Go through the data and retrieve each line that includes the string "topless".

Collected data >>
============================================================

PR #258, opened 2020-10-28
fix price field

### LINKED ISSUE #155: PriceField component - Fix validation
The `PriceField` component is not validating properly the data, and not cleaning the data when submitting an empty value, this can causes a bug and it doesn't display any information. This component is not setting default values correctly, in some places there should be a default currency assigned but it is not. This bug doesn't allow to submit the form. Example in `purchase order` form.
image

the bug is blocking feature:
 Create new order: it is not working if we add payment information due to `price.currency` is not set   inveniosoftware/react-invenio-app-ils#155 if we don't supply the price though `<OrderStatistics>` component   throws `Uncaught TypeError: Cannot read property 'currency' of undefined` in details

FlorianCassayre:
* closes #155

The following changes and simplifications were made to the price field in order to finally make it work correctly:
* the serializer recursively clears the nested objects with empty values
  * for instance `{ a: { b: '' } }` will become `{}`
  * this also fixes other issues with accordions that were touched but eventually left unfilled and collapsed
* in case of a fixed currency, the feature of displaying a label was discarded in favor of the dropdown
  * instead of displaying all currencies the dropdown only shows `defaultCurrency` 
* the currency dropdown always contains an empty value <kbd>-</kbd> and defaults to that
* semantic-UI has bogus error popups for grouped inputs; we now make sure the field is at least highlighted red on any error

As an illustration, the following price field is correctly filled:

These two are considered non-empty - and incorrect (respectively, the value field is nonempty and the currency dropdown is nonempty):

While this one is considered empty (and treated as such):

### DIFF
--- a/src/lib/forms/core/PriceField.js
+++ b/src/lib/forms/core/PriceField.js
@@ -1,13 +1,13 @@
 import { FastField, Field, getIn } from 'formik';
 import PropTypes from 'prop-types';
 import React, { Component } from 'react';
-import { Dropdown, Form, Input, Label } from 'semantic-ui-react';
+import { Dropdown, Form, Input } from 'semantic-ui-react';
 import { invenioConfig } from '@config';
 import { vocabularyApi } from '@api/vocabularies';
 import { withCancel } from '@api/utils';
 import _isEmpty from 'lodash/isEmpty';
 
-class PriceDropdown extends Component {
+class CurrencyDropdown extends Component {
   state = {
     isLoading: true,
     error: null,
@@ -53,23 +53,20 @@ class PriceDropdown extends Component {
   };
 
   getAllOptions = (options, value) => {
-    const {
-      field: { required },
-    } = this.props;
+    const { defaultCurrency } = this.props;
     const { isLoading } = this.state;
-    if (!required) {
-      options = [
-        {
-          key: '',
-          value: undefined,
-          text: '-',
-        },
-        ...options,
-      ];
-    }
+    const visibleOptions =
+      defaultCurrency !== null
+        ? options.filter(o => o.value === defaultCurrency)
+        : options;
+    visibleOptions.unshift({
+      key: '',
+      value: '',
+      text: '-',
+    });
     if (!isLoading) {
-      if (!_isEmpty(value) && !options.find(o => o.value === value)) {
-        options.push({
+      if (!_isEmpty(value) && !visibleOptions.find(o => o.value === value)) {
+        visibleOptions.push({
           key: value,
           value: value,
           text: `Missing value: ${value}`,
@@ -77,7 +74,7 @@ class PriceDropdown extends Component {
         });
       }
     }
-    return options;
+    return visibleOptions;
   };
 
   render() {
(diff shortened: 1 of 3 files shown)


src/lib/forms/core/PriceField.js
```diff
@@ -131,18 +130,21 @@ export class PriceField extends Component {
...
       canSelectCurrency,
       required,
     } = this.props;
     const name = `${fieldPath}.currency`;
-    return canSelectCurrency ? (
-      <Field name={name} required={required} component={PriceDropdown} />
-    ) : (
-      <Label name={name}>{defaultCurrency}</Label>
+    return (
+      <Field
```
topless, line 142: nit: If I understood correctly from your issue description when we have a fixed currency the dropdown will have only one value. I see that [dropdown](https://react.semantic-ui.com/modules/dropdown/) supports also `disabled` prop, we could add that in case we have a fixed currency.

src/lib/forms/core/PriceField.js
```diff
@@ -53,20 +53,20 @@ class PriceDropdown extends Component {
...
+        ? options.filter(o => o.value === defaultCurrency)
+        : options;
+    options = [
+      {
+        key: '',
+        value: '',
+        text: '-',
+      },
+      ...otherOptions,
+    ];
```
topless, line 69: Instead of redefining `options` which is our argument we can do something like
```suggestion
    otherOptions.unshift({key: '', value: '', text: '-' })
```

topless (approved):

src/lib/forms/core/PriceField.js
FlorianCassayre: The thing is, if the field is optional and the user wants to leave the field empty they must select the <kbd>-</kbd> option, otherwise this value will be sent to & refused by the server.

src/lib/forms/core/PriceField.js
FlorianCassayre: I'm also not a fan of reassigning a value to the argument.

src/lib/forms/core/PriceField.js
ntarocco: I think it is a compromise that we can accept, at least until we have anything better.
Just to understand:
* by default, when creating a new record (empty form), currency fields will be with `-`, so the user will have to choose something if required and/or price has a value.
* when editing, the currency field has a value. Only when clearing the price value (which is rare I guess), then the user will have to set `-` in the currency field.
Is this correct?

ntarocco (approved):

FlorianCassayre:
* yes, always <kbd>-</kbd> by default. If the user wants to fill the price they have to manually select the currency aswell, even if there is only one possible nonempty option. In a way this also helps prevent typos but I would not describe it as a feature
* yes, that's also correct

:+1: Of course I will be more than happy if someone comes up with a better UX. But we after spending decent amount of time on it without success we must focus on making it work first.

FlorianCassayre:
[travis build](https://travis-ci.com/github/FlorianCassayre/react-invenio-app-ils/builds/194815236) (currently running).

FlorianCassayre:
[travis build](https://travis-ci.com/github/FlorianCassayre/react-invenio-app-ils/builds/195364631) (passing).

============================================================

Task response >>
topless, line 142: nit: If I understood correctly from your issue description when we have a fixed currency the dropdown will have only one value. I see that [dropdown](https://react.semantic-ui.com/modules/dropdown/) supports also `disabled` prop, we could add that in case we have a fixed currency.
topless, line 69: Instead of redefining `options` which is our argument we can do something like
topless (approved):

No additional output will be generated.